Bright Lights Film Journal

Interview with Louise Hassing, or Live Cinema

Dogme secrets revealed by Lars von Trier’s “most promising actress”

The 17th International Short Films Festival of Aix en Provence, in December 1999, apart from the competition, focused on Scandinavian cinema. Louise Hassing had just returned from the Moscow premiere of The Idiots to take part in a conference on Dogme 95. Dogme films rely heavily on actor performances, and Louise Hassing was very impressive in The Idiots. So we chose a bar with the right atmosphere and began.

ERIC SCHLOSSER: First film in 1992 (Kaerlighedens Smerte, Pain of Love, directed by Nils Malmros), for which you win two awards: the Bodil (the Danish equivalent of the Oscars) for Best Actress and the Robert, which is given by the film critics. From 1993 to 1997 you study at the State School Theatre. You next appear on television shows in Sweden and Denmark before The Idiots, in 1998, for which you win the Bodil for Best Supporting Actress. Lars Von Trier says you’re the most promising actress.

LOUISE HASSING: I’m really impressed! How do you know all that?

I’ll tell you someday . . .

(laughs) I guess that’s what makes a good journalist . . .

Let’s focus on you. What did you do before Kaerlighedens Smerte?

After high school, I went to California as an au pair for a year. When I returned, I worked in a kindergarten for one year and then quit because I knew that if I was going to do theatre, I had to do it now. I did some amateur acting before I went to a casting call and got the part in Kaerlighedens Smerte.

Did you always want to be an actress?

Yes I think so, but I just didn’t want to admit it.
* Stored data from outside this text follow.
PR #1, opened 2020-07-22
HTTP/3 Design Proposal

seanmonstar:
This includes a proposal for the `h3` crate, with the goal of providing a generic HTTP/3 implementation that can be used standalone, or integrated into hyper.

[Rendered](https://github.com/hyperium/h3/blob/rfc-init/design/PROPOSAL.md)

### DIFF
--- a/design/PROPOSAL.md
+++ b/design/PROPOSAL.md
@@ -16,7 +16,7 @@ What would be the goals of this effort, and what wouldn’t be.
     - Implementing QUIC also requires picking a TLS implementation. Various adopters may have different requirements for which TLS library they use.
 - Simple, optional integration in the `hyper` crate.
 - Performance and correctness are paramount.
-    - We should have a good way to frequently measure peformance.
+    - We should have a good way to frequently measure performance.
 - Collaborative with the community.
     - All current HTTP/3 Rust implementations have hard dependencies on their QUIC implementations. By making `h3` generic over any QUIC-like interface, we allow people to plug in to existing stacks. Meanwhile, `h3` providing the HTTP/3-level details can focus effort and attention.
     - The hyper brand has recognition as an open source HTTP project.
@@ -345,4 +345,3 @@ The performance of HTTP/3 is also critical. We need to setup both unit benchmark
     - Does this “feel” better to the Quinn developers?
     - However, by starting fresh, we can ask the Quinn developers for any “lessons learned” or “how would you start over”.
     - After analyzing quinn-h3, many design patterns would need to be changed to work with the above requirements, it may be easier to just rewrite.
-
--- a/design/PROPOSAL.md
+++ b/design/PROPOSAL.md
@@ -73,7 +73,6 @@ HTTP/3 is a new networking protocol that defines HTTP semantics specifically ove
 
 ### Non-goals
 
-- **Prioritization**: Stream priorities were defined in HTTP/2, and are especially useful for browsers to improve page load speeds. However, they are not specifically defined in QUIC or HTTP/3.
 - **Synchronization**: As much as possible, synchronization should not be an internal feature.
     - We’ve learned from building the `h2` crate, which includes a `Mutex` around the stream store and buffer, and many different stream handles. This adds contention, and makes it increasingly difficult to realize when a stream is no longer reachable.
 - **Runtime integration**: There shouldn’t be a dependency on any runtime. By not being opinionated about the runtime, a core library like an HTTP/3 state machine can see more adoption.
@@ -83,6 +82,9 @@ HTTP/3 is a new networking protocol that defines HTTP semantics specifically ove
 - **QPACK dynamic table**: the dynamic table is a performance optimization, but has the potential to block streams waiting on dynamic table updates. To reduce initial complexity, and to not require figuring out the correct heuristic, we can delay integrating the dynamic table till later. HTTP/3 even defaults to expecting zero space in the dynamic table unless the peer opts-in.
 - **Server Push**
 - **HTTP CONNECT** to tunnel over a single QUIC stream
+- **Prioritization**: Stream priorities were defined in HTTP/2, and are especially useful for browsers to improve page load speeds. However, they are not specifically defined in QUIC or HTTP/3. There is a [different proposal][http-prio] that we should consider once stabilized.
+
+[http-prio]: https://tools.ietf.org/html/draft-ietf-httpbis-priority-01
 
 
 ## 4. Public API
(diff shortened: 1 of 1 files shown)


LPardue:
Thanks for writing this up!

One note on prioritization, the QUIC and HTTP/3 specifications do not explicitly include priority signals but do mention the benefits of being able to locally prioritize streams when multiplexing. One of the most important factors is the default strategy when there is stream concurrency, for example an implementation might choose to send response data in FIFO, or multiplex all response data in round-robin fashion. @rmarx et al did some nice analysis work in this space and wrote it up at https://h3.edm.uhasselt.be/files/HTTP3_Prioritization_extended_3jul2019.pdf

HTTP/3 started with a priority scheme similar to HTTP/2 (weighted dependencies) but removed it due to some challenges. We are developing an alternative priority scheme, Extensible Priorities, in the IETF HTTP Working Group that is simpler, this is also back portable to HTTP/2. See https://tools.ietf.org/html/draft-ietf-httpbis-priority-01

While I can appreciate wanting to focus on an MVP, and punting on prioritization until it settles down, I'm not quite sure what the difference between `Non-goals` and `Eventually` sections are. I think there is some benefit to thinking about how a H3 layer would drive stream scheduling strategies in the underlying QUIC transport independent of what priority signals or scheme is used.

design/PROPOSAL.md
```diff
@@ -0,0 +1,348 @@
...
+## 1. Goals
+
+What would be the goals of this effort, and what wouldn’t be.
+
+- Provide a standalone HTTP/3 crate.
+    - This is similar to what we did with `h2`. This allows folks that want more control over HTTP/3 specifically to be able to do so. Or people may wish to reduce their dependencies to the bare minimum, and thus don’t want to include crates supporting HTTP/1 and 2 (like `hyper` does).
+    - We have the `h3` crate name already reserved, as one option.
+    - It shouldn’t decide on synchronization or runtime needs.
+- Allow users to provide their own QUIC implementation.
+    - There are several QUIC implmentations already, and new ones could appear in kernels instead of user-space.
```
jxs, line 15:
```suggestion
    - There are several QUIC implementations already, and new ones could appear in kernels instead of user-space. 
```

design/PROPOSAL.md
```diff
@@ -0,0 +1,348 @@
...
+- Provide a standalone HTTP/3 crate.
+    - This is similar to what we did with `h2`. This allows folks that want more control over HTTP/3 specifically to be able to do so. Or people may wish to reduce their dependencies to the bare minimum, and thus don’t want to include crates supporting HTTP/1 and 2 (like `hyper` does).
+    - We have the `h3` crate name already reserved, as one option.
+    - It shouldn’t decide on synchronization or runtime needs.
+- Allow users to provide their own QUIC implementation.
+    - There are several QUIC implmentations already, and new ones could appear in kernels instead of user-space. 
+    - Implementing QUIC also requires picking a TLS implementation. Various adopters may have different requirements for which TLS library they use.
+- Simple, optional integration in the `hyper` crate.
+- Performance and correctness are paramount.
+    - We should have a good way to frequently measure peformance.
```
jxs, line 19:
```suggestion
    - We should have a good way to frequently measure performance.
```

LPardue:
Something else to consider is logging. Many QUIC and HTTP/3 implementations have adopted qlog for structured logging, this can be fed into tools like qvis https://qvis.edm.uhasselt.be/#/files

Quiche has a [qlog sub-crate](https://crates.io/crates/qlog) that is used by quiche and neqo, it is mostly just the qlog datamodel combined with serde. I'm happy to take on board suggestions for that independent of any choices regarding the main quiche library.

seanmonstar:
> I'm not quite sure what the difference between `Non-goals` and `Eventually` sections are.

That's fair, the "Eventually" section grew after some previous reviews. Originally "non-goals" meant things to not figure out at first, but then I rearranged it a bit better. I agree the "prioritization" should be moved to "eventually, where as "non-goals" would continue to state things that are completely out of scope for the library, such as runtime integration.

davidbarsky:
> Quiche has a qlog sub-crate that is used by quiche and neqo, it is mostly just the qlog datamodel combined with serde. I'm happy to take on board suggestions for that independent of any choices regarding the main quiche library.

This is my bat signal! Given Hyper and H2's current usage of [`tracing`](https://github.com/tokio-rs/tracing), I suspect that `tracing` will be used for logging-like purposes. However, at a glance, the qlog data model appears to be similar to that of `tracing`'s, which means that it _shouldn't_ be too much work [knocks on wood] to create a `tracing-qlog` that integrates with [qlog](https://crates.io/crates/qlog).

(Why I might push for this approach is out of scope for this proposal.)

stammw:
I think there is a missing method for the `h3` impl to reject non-idempotent HTTP methods on zero-rtt requests. `quic::Connection::is_0rtt() -> bool` should be enough.

Defining custom streams for `quic` seem the best option to me. `AsyncRead` and `AsyncWrite` introduce a copy and force `std::Error` in the way so they should be avoided. One neat thing with them is the `tokio_util::codec::FramedRead` availability. I think having a decoder operating over `impl Buf for &[Bytes]` would be optimal.

I'd be OK for a fork, or we could move `quinn-h3` to `h3` directly. Then I'd be happy to continue working on it.

Previous state of `quinn-h3` was closer to your proposal, with external spawning and streaming bodies (through `AsyncRead` though). I don't think it would be take much efforts to reach a good fit on this API.

Ralith:
> [h3 works] without managing connections or spawning tasks

Note that this requires an application to respond to incoming connections with low latency even if it doesn't intend to begin doing work on them immediately, lest the peer experience an unpleasant, slow timeout. There is no middle ground like TCP where the connection can be accepted by the kernel long before the application sees it. This could be a bit of a footgun.

> Fork/rewrite quinn-h3

While my own focus is at the QUIC layer, I think I can say with some confidence that we'd like to avoid duplicating effort here, even if some refactoring is necessary.

LucioFranco:
> // Q: Should this be Pin<&mut Self>?

To me this should be a question of who we expect the consumer to be, if its internal (aka only hyper and h3 crates need to interact with it) then I think its fine to use pin here, that said, it would require `send_data` to also be `Pin<&mut Self>` or require that `impl SendStream` is always `Unpin`.

Overall from a high level, this looks great! I will have to continue reading up on h3/quic :)

seanmonstar:
Thanks for the feedback, all! I've updated some of the language, and confirmed with interested ones that things look good, so I'm merging and we'll see what happens!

Maybe I was afraid to be disappointed.

How does Theatre School prepare one for a film like The Idiots? I mean, the spectator wonders if what he sees onscreen actually “occurred” during the shooting. The film sort of annihilates the fiction involved in the fiction. How was it different for the actor?
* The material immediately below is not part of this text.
PR #3, opened 2020-07-30
Add QUIC traits

seanmonstar:
This adds a `quic` module with a few traits, which can be used to
abstract over the QUIC transport.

For me it was very hard not to think, you know, “here is the character and here is me.” But Lars didn’t want to discuss the character, he wanted us to be real, not to pull the character from ourselves. He would tell us not to deliver anything to the camera but to just be, which was hard initially but after a while I actually forgot that I was on, and I think that’s when actors are at their best. I liked it very much. But I think that without my school experience, I would not have been able to so trust in myself.

In a way, usually there is the character and there is you, but here there was no clear line between.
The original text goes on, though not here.